■ WHAT IS EXPECTED ■
Provide the number of lines below containing the word "feature", without any other words.

Start of ENTRIES SUPPLIED

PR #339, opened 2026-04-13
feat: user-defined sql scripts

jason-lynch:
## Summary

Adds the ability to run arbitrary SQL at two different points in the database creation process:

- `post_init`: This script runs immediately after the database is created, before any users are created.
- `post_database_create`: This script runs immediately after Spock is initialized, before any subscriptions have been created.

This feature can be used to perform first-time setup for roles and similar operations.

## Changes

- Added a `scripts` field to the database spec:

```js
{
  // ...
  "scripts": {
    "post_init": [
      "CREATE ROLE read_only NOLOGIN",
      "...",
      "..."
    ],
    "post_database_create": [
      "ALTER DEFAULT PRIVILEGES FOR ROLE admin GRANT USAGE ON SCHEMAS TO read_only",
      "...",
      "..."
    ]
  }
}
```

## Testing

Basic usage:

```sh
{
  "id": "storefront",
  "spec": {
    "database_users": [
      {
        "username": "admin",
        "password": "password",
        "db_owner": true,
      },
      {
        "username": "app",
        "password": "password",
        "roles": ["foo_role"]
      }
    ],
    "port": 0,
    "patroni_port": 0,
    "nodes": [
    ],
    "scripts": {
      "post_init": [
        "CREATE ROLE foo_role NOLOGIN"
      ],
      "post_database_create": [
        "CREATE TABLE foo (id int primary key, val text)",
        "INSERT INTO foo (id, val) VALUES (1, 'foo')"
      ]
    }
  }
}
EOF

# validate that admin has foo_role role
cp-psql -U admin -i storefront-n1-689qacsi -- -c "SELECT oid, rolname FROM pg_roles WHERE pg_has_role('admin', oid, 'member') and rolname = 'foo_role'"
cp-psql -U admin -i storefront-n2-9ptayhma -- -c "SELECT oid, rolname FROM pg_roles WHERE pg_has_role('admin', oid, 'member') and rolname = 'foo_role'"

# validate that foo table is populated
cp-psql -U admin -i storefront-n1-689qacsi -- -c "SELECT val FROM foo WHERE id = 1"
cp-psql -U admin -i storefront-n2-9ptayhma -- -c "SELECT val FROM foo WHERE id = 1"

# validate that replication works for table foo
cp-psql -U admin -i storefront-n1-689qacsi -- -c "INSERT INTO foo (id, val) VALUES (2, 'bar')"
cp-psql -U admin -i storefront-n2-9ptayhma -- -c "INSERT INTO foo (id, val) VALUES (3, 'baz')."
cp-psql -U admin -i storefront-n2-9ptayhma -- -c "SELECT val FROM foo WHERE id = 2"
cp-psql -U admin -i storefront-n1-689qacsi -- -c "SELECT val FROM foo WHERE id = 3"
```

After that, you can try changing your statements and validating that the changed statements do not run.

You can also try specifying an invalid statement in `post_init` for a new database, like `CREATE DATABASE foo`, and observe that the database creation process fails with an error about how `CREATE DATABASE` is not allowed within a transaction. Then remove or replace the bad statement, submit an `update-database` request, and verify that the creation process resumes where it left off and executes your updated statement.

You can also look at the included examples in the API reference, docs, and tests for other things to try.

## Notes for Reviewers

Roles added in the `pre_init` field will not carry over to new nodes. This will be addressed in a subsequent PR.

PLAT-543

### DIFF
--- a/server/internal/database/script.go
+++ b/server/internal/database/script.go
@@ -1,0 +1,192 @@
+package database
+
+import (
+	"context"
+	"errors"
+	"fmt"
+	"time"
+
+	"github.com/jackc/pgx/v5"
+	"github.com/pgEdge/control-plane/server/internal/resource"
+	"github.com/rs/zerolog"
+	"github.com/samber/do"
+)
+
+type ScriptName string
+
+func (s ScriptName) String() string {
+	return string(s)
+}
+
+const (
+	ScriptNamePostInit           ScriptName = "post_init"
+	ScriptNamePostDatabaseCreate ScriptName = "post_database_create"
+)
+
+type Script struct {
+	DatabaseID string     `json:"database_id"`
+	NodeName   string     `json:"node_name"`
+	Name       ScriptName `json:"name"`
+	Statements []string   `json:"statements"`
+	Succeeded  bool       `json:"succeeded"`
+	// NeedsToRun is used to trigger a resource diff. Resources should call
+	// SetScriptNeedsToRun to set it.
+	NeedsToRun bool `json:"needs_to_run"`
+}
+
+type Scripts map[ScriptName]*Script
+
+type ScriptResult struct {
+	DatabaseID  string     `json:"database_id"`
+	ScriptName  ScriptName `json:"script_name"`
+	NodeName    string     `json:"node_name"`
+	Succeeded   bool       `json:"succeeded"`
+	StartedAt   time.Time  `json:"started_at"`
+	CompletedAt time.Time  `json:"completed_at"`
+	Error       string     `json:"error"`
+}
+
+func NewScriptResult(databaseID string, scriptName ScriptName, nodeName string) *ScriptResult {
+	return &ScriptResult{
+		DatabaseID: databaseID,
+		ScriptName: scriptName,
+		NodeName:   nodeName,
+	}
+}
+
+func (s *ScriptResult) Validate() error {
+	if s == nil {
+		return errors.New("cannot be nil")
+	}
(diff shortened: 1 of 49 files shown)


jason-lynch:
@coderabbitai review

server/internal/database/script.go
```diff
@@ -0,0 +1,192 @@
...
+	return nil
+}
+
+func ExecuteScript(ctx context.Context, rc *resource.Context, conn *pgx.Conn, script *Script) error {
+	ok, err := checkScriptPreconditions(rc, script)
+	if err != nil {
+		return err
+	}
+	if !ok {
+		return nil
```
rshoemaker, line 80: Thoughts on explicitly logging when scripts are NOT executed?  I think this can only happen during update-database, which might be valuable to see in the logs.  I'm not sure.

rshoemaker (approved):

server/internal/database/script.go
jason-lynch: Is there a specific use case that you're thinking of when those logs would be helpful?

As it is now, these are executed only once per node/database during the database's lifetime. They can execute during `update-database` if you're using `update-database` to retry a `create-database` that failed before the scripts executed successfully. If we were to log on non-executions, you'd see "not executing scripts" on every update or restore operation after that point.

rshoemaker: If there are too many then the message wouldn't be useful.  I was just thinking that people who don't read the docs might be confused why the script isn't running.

End of ENTRIES SUPPLIED
Start of ENTRIES SUPPLIED

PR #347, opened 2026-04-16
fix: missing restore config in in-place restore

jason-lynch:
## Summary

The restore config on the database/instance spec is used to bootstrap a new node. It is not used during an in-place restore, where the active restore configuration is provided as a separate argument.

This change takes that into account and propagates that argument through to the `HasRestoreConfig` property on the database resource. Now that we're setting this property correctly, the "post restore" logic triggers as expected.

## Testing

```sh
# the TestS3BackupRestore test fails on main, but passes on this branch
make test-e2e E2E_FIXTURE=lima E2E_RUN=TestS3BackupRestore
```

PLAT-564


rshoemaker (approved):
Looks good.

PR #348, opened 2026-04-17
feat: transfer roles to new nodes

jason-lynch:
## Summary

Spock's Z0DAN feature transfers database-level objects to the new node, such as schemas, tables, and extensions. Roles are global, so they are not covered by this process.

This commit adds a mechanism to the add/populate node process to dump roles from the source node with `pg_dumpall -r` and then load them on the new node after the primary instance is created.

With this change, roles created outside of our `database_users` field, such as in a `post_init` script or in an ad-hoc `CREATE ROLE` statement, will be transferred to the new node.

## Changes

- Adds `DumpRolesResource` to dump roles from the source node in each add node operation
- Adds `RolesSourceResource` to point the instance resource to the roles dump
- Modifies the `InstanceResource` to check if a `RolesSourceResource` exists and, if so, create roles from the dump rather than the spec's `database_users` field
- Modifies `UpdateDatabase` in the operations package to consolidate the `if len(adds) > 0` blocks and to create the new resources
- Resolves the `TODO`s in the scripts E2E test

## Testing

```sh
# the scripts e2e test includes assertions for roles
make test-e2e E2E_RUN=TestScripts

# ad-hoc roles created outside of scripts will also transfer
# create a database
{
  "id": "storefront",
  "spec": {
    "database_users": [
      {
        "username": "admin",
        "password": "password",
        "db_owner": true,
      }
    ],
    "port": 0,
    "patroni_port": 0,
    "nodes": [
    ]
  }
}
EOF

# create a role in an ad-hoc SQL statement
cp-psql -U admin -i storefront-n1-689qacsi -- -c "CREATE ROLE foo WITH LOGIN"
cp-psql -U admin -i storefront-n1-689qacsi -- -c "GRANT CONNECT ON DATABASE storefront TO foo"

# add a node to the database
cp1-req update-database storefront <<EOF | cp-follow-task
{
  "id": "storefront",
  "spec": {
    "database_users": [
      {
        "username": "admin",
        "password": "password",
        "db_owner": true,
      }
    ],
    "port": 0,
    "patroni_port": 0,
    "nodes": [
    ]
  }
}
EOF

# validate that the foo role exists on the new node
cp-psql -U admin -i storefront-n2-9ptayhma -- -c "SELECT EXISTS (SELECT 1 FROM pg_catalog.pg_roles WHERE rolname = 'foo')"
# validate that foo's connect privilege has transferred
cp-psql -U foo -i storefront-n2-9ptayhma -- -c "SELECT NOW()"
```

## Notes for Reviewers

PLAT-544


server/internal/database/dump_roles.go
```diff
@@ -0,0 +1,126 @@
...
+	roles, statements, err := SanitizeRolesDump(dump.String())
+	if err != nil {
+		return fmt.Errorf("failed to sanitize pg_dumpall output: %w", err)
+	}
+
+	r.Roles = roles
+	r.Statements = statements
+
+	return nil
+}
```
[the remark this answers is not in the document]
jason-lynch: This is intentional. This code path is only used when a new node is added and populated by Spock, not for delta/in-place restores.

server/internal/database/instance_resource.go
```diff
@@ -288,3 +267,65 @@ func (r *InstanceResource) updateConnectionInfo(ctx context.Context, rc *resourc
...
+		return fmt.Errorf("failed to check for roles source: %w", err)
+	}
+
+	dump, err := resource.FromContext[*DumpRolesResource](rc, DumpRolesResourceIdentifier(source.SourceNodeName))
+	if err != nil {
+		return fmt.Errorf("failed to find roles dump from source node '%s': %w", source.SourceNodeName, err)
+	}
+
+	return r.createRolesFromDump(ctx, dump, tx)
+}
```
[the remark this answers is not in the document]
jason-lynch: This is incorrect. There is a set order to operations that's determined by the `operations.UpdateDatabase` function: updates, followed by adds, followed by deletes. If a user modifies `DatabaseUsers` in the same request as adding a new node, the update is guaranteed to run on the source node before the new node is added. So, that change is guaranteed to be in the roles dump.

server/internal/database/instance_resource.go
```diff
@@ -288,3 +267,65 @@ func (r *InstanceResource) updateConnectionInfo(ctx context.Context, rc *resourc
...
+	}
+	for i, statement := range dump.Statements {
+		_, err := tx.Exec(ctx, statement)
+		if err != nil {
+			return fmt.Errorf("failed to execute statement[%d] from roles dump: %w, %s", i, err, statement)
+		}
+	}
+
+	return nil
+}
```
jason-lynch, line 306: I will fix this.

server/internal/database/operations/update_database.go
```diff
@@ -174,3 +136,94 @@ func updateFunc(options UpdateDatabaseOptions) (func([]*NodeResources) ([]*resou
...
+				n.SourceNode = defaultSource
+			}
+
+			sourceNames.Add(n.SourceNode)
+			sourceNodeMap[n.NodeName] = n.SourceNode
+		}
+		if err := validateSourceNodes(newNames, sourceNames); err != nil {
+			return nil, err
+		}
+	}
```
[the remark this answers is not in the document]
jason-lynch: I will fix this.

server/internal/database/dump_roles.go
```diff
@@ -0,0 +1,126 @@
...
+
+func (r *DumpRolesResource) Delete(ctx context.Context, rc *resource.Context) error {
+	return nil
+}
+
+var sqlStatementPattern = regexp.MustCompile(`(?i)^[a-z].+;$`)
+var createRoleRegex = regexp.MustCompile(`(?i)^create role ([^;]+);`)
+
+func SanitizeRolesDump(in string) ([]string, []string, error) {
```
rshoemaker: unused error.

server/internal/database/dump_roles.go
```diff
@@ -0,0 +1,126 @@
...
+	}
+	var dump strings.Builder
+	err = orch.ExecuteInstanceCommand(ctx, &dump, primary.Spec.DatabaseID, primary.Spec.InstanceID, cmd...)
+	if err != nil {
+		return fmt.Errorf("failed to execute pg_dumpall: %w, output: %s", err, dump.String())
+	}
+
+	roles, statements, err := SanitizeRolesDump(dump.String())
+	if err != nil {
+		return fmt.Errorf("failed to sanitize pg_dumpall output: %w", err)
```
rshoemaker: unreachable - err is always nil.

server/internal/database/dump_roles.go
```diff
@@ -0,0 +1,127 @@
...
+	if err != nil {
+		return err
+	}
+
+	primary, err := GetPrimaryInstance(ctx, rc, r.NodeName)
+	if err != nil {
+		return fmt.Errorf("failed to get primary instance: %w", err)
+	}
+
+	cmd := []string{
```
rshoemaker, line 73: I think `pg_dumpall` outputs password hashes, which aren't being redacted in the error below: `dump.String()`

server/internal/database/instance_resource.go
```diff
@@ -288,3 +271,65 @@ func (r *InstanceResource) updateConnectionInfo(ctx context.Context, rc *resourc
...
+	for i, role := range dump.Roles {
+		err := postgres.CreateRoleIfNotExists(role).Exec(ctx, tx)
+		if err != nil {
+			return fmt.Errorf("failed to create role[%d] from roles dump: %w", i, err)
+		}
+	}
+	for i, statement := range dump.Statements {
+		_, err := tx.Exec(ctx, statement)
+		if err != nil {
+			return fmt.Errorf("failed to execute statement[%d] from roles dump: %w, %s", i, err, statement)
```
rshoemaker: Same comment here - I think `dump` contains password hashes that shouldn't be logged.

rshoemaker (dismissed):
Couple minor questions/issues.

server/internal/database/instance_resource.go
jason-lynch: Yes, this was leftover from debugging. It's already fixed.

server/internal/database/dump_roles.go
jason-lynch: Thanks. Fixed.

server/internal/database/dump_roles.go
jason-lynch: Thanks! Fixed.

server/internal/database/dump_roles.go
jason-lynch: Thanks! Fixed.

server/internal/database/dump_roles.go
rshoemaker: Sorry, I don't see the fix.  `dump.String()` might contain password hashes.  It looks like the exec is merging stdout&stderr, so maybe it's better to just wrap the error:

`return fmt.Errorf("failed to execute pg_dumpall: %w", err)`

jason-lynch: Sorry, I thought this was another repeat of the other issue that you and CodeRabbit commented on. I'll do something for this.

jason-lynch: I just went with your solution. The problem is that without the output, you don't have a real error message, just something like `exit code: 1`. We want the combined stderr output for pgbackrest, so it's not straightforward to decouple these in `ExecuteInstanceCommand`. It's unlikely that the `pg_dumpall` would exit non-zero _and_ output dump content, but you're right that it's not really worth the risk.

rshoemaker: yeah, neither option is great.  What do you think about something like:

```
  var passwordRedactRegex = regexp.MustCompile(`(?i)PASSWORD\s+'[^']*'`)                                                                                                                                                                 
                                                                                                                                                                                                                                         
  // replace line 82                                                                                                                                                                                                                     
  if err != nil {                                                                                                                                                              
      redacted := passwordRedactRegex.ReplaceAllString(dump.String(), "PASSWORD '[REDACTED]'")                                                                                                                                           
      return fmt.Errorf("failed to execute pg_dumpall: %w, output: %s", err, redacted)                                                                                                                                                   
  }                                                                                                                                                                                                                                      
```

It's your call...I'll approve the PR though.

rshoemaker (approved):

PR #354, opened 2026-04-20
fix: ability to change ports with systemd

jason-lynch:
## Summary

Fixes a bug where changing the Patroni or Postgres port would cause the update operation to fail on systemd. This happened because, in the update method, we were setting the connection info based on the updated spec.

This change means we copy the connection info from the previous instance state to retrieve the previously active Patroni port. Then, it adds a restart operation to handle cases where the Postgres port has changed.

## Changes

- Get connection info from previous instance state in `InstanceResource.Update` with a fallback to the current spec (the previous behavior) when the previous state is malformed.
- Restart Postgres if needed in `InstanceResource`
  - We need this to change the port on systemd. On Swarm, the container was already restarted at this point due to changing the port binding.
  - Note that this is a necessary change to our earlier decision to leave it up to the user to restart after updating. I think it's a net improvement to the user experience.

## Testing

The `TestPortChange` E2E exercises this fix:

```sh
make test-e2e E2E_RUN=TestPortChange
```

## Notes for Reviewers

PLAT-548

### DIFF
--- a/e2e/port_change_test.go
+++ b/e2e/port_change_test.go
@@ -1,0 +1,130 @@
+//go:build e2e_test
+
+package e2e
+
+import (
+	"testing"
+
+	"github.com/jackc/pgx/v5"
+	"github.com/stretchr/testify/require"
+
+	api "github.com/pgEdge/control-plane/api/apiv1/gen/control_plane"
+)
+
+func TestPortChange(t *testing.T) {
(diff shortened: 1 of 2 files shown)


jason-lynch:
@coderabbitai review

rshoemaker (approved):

End of ENTRIES SUPPLIED

■ RESULT OF THE EXERCISE ■
2